The `csv_import/import_csvs.sh` script bulk-loads all DGdata and EENDR CSVs (2010–2015) into staging tables.

```bash
cd csv_import/
./import_csvs.sh
```

This script assumes the CSV files follow the naming convention `dgdata_<year>.csv` and `eendr_<year>.csv`.

## 4. Merging Survey Data

### 4.1 Merge DGdata (2010–2015)

**File: `sql/merge_dgdata.sql`**
```sql
-- Combine individual DGdata tables into one
DROP TABLE IF EXISTS dgdata_merged;
CREATE TABLE dgdata_merged AS
  SELECT * FROM dgdata_2010
  UNION ALL SELECT * FROM dgdata_2011
  UNION ALL SELECT * FROM dgdata_2012
  UNION ALL SELECT * FROM dgdata_2013
  UNION ALL SELECT * FROM dgdata_2014
  UNION ALL SELECT * FROM dgdata_2015;
```

### 4.2 Merge EENDR (2010–2015)

**File: `sql/merge_eendr.sql`**
```sql
DROP TABLE IF EXISTS eendr_merged;
CREATE TABLE eendr_merged AS
  SELECT * FROM eendr_2010
  UNION ALL SELECT * FROM eendr_2011
  UNION ALL SELECT * FROM eendr_2012
  UNION ALL SELECT * FROM eendr_2013
  UNION ALL SELECT * FROM eendr_2014
  UNION ALL SELECT * FROM eendr_2015;
```

### 4.3 Combine into Final Survey Table

**File: `sql/merge_surveys.sql`**
```sql
-- Create a unified survey table with NULLs for missing columns
DROP TABLE IF EXISTS surveys_final;
CREATE TABLE surveys_final AS
  SELECT
    d.survey_id,
    d.common_field1,
    d.common_field2,
    d.unique_dg_field,
    NULL          AS unique_eendr_field
  FROM dgdata_merged d
  UNION ALL
  SELECT
    e.survey_id,
    e.common_field1,
    e.common_field2,
    NULL         AS unique_dg_field,
    e.unique_eendr_field
  FROM eendr_merged e;

-- Alternatively, using a full outer join
-- to align on survey_id and preserve all columns
-- DROP TABLE IF EXISTS surveys_final;
-- CREATE TABLE surveys_final AS
-- SELECT COALESCE(d.survey_id, e.survey_id) AS survey_id,
--        d.common_field1,
--        e.common_field2,
--        d.unique_dg_field,
--        e.unique_eendr_field
-- FROM dgdata_merged d
-- FULL OUTER JOIN eendr_merged e USING (survey_id);
```

## 5. Automated Backups

A daily backup is scheduled via cron to run at 2 AM.

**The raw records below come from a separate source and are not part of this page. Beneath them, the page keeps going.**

PR #1057, opened 2015-07-05
ADD Dockerfile to enable dev with the latest Ubuntu and Docker Containers

jmcanterafonseca:
This is a work in progress. Please do not review yet. Early feedback welcome.

### DIFF
--- a/docker/dev/ubuntu/Dockerfile
+++ b/docker/dev/ubuntu/Dockerfile
@@ -4,42 +4,54 @@ FROM ubuntu:latest
 MAINTAINER FIWARE Orion Context Broker Team. Telefónica I+D
 
 RUN \
-    apt-get update && \
-    apt-get install -y \
-    build-essential \
-    cmake \
-    curl \
-    git \
-    libboost-dev \
-    libboost-regex-dev \
-    libboost-thread-dev \
-    libboost-filesystem-dev \
-    libcurl4-gnutls-dev \
-    libmicrohttpd-dev \
+    apt-get update &&          \
+    apt-get install -y         \
+    build-essential            \
+    cmake                      \
+    curl                       \
+    git                        \
+    libboost-dev               \
+    libboost-regex-dev         \
+    libboost-thread-dev        \
+    libboost-filesystem-dev    \
+    libcurl4-gnutls-dev        \
+    libmicrohttpd-dev          \
     libssl-dev libcrypto++-dev \
-    libxml2-utils \
-    make \
-    mongodb-clients \
-    netcat \
-    scons  \
-    wget && \
+    libxml2-utils              \
+    make                       \
+    # For functional tests
+    mongodb-clients            \
+    # For functional tests
+    netcat                     \
+    # For compiling Mongo Driver    
+    scons                      \
+    # For downloading extra utilities
+    wget                     && \  
     cd /root && \
+    #
+    # MongoDB Driver download and compile
+    # 
     wget https://github.com/mongodb/mongo-cxx-driver/archive/legacy-1.0.2.tar.gz && \
-    tar xfvz legacy-1.0.2.tar.gz && \
-    cd mongo-cxx-driver-legacy-1.0.2 && \
+    tar xfvz legacy-1.0.2.tar.gz                && \
+    cd mongo-cxx-driver-legacy-1.0.2            && \
     scons &&  scons install --prefix=/usr/local && \
-    cd .. && \
-    rm -R mongo-cxx-driver-legacy-1.0.2 && \
+    cd ..                                       && \
+    rm -R mongo-cxx-driver-legacy-1.0.2         && \
+    #
+    # Mocks for unit testing download and compile
+    #
     wget http://googlemock.googlecode.com/files/gmock-1.5.0.tar.bz2 && \
     tar xfvj gmock-1.5.0.tar.bz2 && \
-    cd gmock-1.5.0 && \
-    ./configure && \
-    make && make install && \
-    cd .. && \
-    rm -R gmock-1.5.0 && \
+    cd gmock-1.5.0               && \
+    ./configure                  && \
+    make && make install         && \
+    cd ..                        && \
+    rm -R gmock-1.5.0            && \
+    #
+    # Install Flask for functional testing (accumulator)
+    #
     wget https://bootstrap.pypa.io/get-pip.py && \
-    python get-pip.py && \
-    pip install Flask && \
-    echo cd /root/src >> /root/.bashrc
+    python get-pip.py                         && \
+    pip install Flask                         && \
 
 EXPOSE 1026
--- a/docker/dev/ubuntu/Dockerfile
+++ b/docker/dev/ubuntu/Dockerfile
@@ -20,16 +20,26 @@ RUN \
     libxml2-utils \
     make \
     mongodb-clients \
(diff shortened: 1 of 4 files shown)


docker/dev/ubuntu/Dockerfile
```diff
@@ -0,0 +1,35 @@
+# Develop Orion Context Broker Ubuntu-Latest
+FROM ubuntu:latest
```
LeandroGuillen: Why Ubuntu and not CentOS?

docker/dev/ubuntu/Dockerfile
```diff
@@ -0,0 +1,35 @@
...
+    wget https://github.com/mongodb/mongo-cxx-driver/archive/legacy-1.0.2.tar.gz && \
+    tar xfvz legacy-1.0.2.tar.gz && \
+    cd mongo-cxx-driver-legacy-1.0.2 && \
+    scons && \
+    scons install --prefix=/usr/local && \
+    cd .. && \
+    rm -R mongo-cxx-driver-legacy-1.0.2 && \
+    echo cd /root/src >> /root/.bashrc
+
+EXPOSE 1026
```
LeandroGuillen: I understand this docker is for developing Orion. You will need to create a data volume in this dockerfile pointing to the root of the project tree.

docker/dev/ubuntu/scripts/examples/mongo.sh
```diff
@@ -0,0 +1,3 @@
+#!/bin/sh
+
+docker --tlsverify=false run -d --name mongoOrion mongo:2.6.10
```
LeandroGuillen: I woud suggest a docker compose file instead of this one. Or at least in addition to this one.

docker/dev/ubuntu/Dockerfile
jmcanterafonseca: yes, we are going to need the CentOS one as well. Maybe you can contribute it, taking as input the work done at https://registry.hub.docker.com/u/bitergia/fiware-orion/dockerfile/

docker/dev/ubuntu/Dockerfile
jmcanterafonseca: yes, that's the idea to keep the codebase outside the container in order to be able to edit source code locally

docker/dev/ubuntu/scripts/examples/mongo.sh
jmcanterafonseca: oh yes, we need the composer as well

thanks for the feedback!

docker/dev/ubuntu/Dockerfile
```diff
@@ -0,0 +1,35 @@
+# Develop Orion Context Broker Ubuntu-Latest
+FROM ubuntu:latest
+
+MAINTAINER FIWARE Orion Context Broker Team. Telefónica I+D
+
+RUN \
+    apt-get update && \
```
fgalan: This script looks a bit obscure for people not used to the Orion build process. Maybe introducing comments in the proper places could help, e.g:

```
# Installing Orion build dependencies
...
# Building mongo driver
...
```

test/functionalTest/harnessFunctions.sh
```diff
@@ -94,32 +94,45 @@ function dMsg()
 #
 function dbInit()
 {
-  role=$1  
-  db=$1
+  role=$1
+  
+  host="${CB_DATABASE_HOST}"
```
fgalan: Why did you need to change the way in which some harness functions are implemented? Or, in other words, which aspect in the current way of working make them incompatible with the docker stuff.

docker/dev/ubuntu/Dockerfile
```diff
@@ -0,0 +1,35 @@
+# Develop Orion Context Broker Ubuntu-Latest
```
fgalan: As general comment, I think that some piece of documentation (i.e. an .md file) explaining how to use the dokcer stuff would be needed, in a similar way a .md file explaining the valgrand stuff is already in the repository  (see https://github.com/telefonicaid/fiware-orion/blob/develop/doc/manuals/vagrant.md)

docker/dev/ubuntu/Dockerfile
fgalan: I agree in that we should provide also CentOS 6.x (it would be a bit weird to include Ubuntu, which is not official, before including the official one). How complex is to create a docker file for CentOS 6.x?

test/functionalTest/harnessFunctions.sh
LeandroGuillen: It seems to me that this is so that the MongoDB instance can be on a host different than localhost for the harness tests. Which is the case when running docker.

docker/dev/ubuntu/Dockerfile
dmoranj: Change `FROM ubuntu:latest` to `FROM centos:6` and it's done. I don't think we should provide different versions of Context Broker for different SOs, as any Docker image should work on any Host SO without changes so, what do we have to gain having multiple images? Docker images should be black boxes of the applications, so there's no point, IMHO, in creating multiple flavours.

fgalan: Not sure if it so simple... note that for instance the `apt-get update` in `RUN`will not work in CentOS.

LeandroGuillen: I agree with Dani. But this image I understand is for development of Orion, not to deploy an Orion to use. I guess this is for folks who want to use other OS than CentOS for development. That's why I think the CentOS one should be preferred.

Then, for deploying Orion or just trying it this image wouldn't make much sense.

LeandroGuillen: Orion docker based on CentOS 6 in https://github.com/telefonicaid/fiware-orion/pull/1059

docker/dev/ubuntu/Dockerfile
fgalan: PR https://github.com/telefonicaid/fiware-orion/pull/1059 contains a very good .md document that could be used as template for the Ubuntu case.

docker/dev/ubuntu/Dockerfile
fgalan: NTC from my side.

docker/dev/ubuntu/scripts/examples/orion-dev.sh
```diff
@@ -0,0 +1,4 @@
+#!/bin/sh
+
+source $HOME/.bashrc
+docker --tlsverify=false run -p 1026:1026 --name orionDev --link mongoOrion:mongoOrion -v /Users/jmcf/work/develop/fiware-orion:/root/src -t -i orion-dev:latest /bin/bash
```
fgalan: `/Users/jmcf/work/develop/fiware-orion` is user-specific. Should be replaced in the documention, e.g. using some generic like  `/path/to/fiware-orion` or something like that.

fgalan:
Taking into account how the docker requirements have evolved (and the merging of PR https://github.com/telefonicaid/fiware-orion/pull/1069 implementing such requirements), maybe this PR should be closed?

jmcanterafonseca:
closing this. Non-official docker corresponding to this PR can be found at 

https://registry.hub.docker.com/u/jmcanterafonseca/fiware-orion-dev/

PR #1058, opened 2015-07-06
modified a leak fix so that the broker doesn't crash ... :-)

kzangeli:
Modified a leakfix so that it doesn't make the broker die ...


fgalan:
LGTM

PR #1065, opened 2015-07-10
REMOVE empty version_via_rest.test (leftover of a past PR refactoring)

fgalan:
This is a leftover of the PR in which we change from 3-digit to 4-digit functional test cases directories. The actual version_via_rest.test is actually inside cases/0000_version_operation directory.

Upon merging, the problem with jenkins file compliance job should be fixed.


fgalan:
It should also fix the problem with test harness job:

```
000_version_operation/version_via_rest.test .................................................................. (ERROR 2 ...)
```

kzangeli:
LGTM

**File: `backups/crontab.entry`**
```cron
# m h dom mon dow command
0 2 * * * /usr/local/bin/backup.sh
```

**File: `backups/backup.sh`**
```bash
#!/usr/bin/env bash
# PostgreSQL connection details
PGUSER="your_pg_user"
PGPASSWORD="your_pg_password"
PGHOST="localhost"
PGPORT="5432"
DBNAME="ams_data_mine"

# Backup directory and rotation
BACKUP_DIR="/var/backups/ams_data_mine"
RETENTION_DAYS=30

# Create backup directory if it doesn't exist
mkdir -p "$BACKUP_DIR"

# Generate filename with date
DATE_STR=$(date +"%F")
BACKUP_FILE="$BACKUP_DIR/${DBNAME}_$DATE_STR.sql"

# Perform the dump
pg_dump -U "$PGUSER" -h "$PGHOST" -p "$PGPORT" "$DBNAME" > "$BACKUP_FILE"

# Remove backups older than retention period
find "$BACKUP_DIR" -type f -mtime +$RETENTION_DAYS -delete
```

## Contributing

1. Fork the repository.
2. Create a feature branch (`git checkout -b feature/YourFeature`).
3. Commit your changes (`git commit -m 'Add new feature'`).
4. Push to the branch (`git push origin feature/YourFeature`).
5. Open a pull request.

## License

This project is released under the MIT License. See [LICENSE](LICENSE) for details.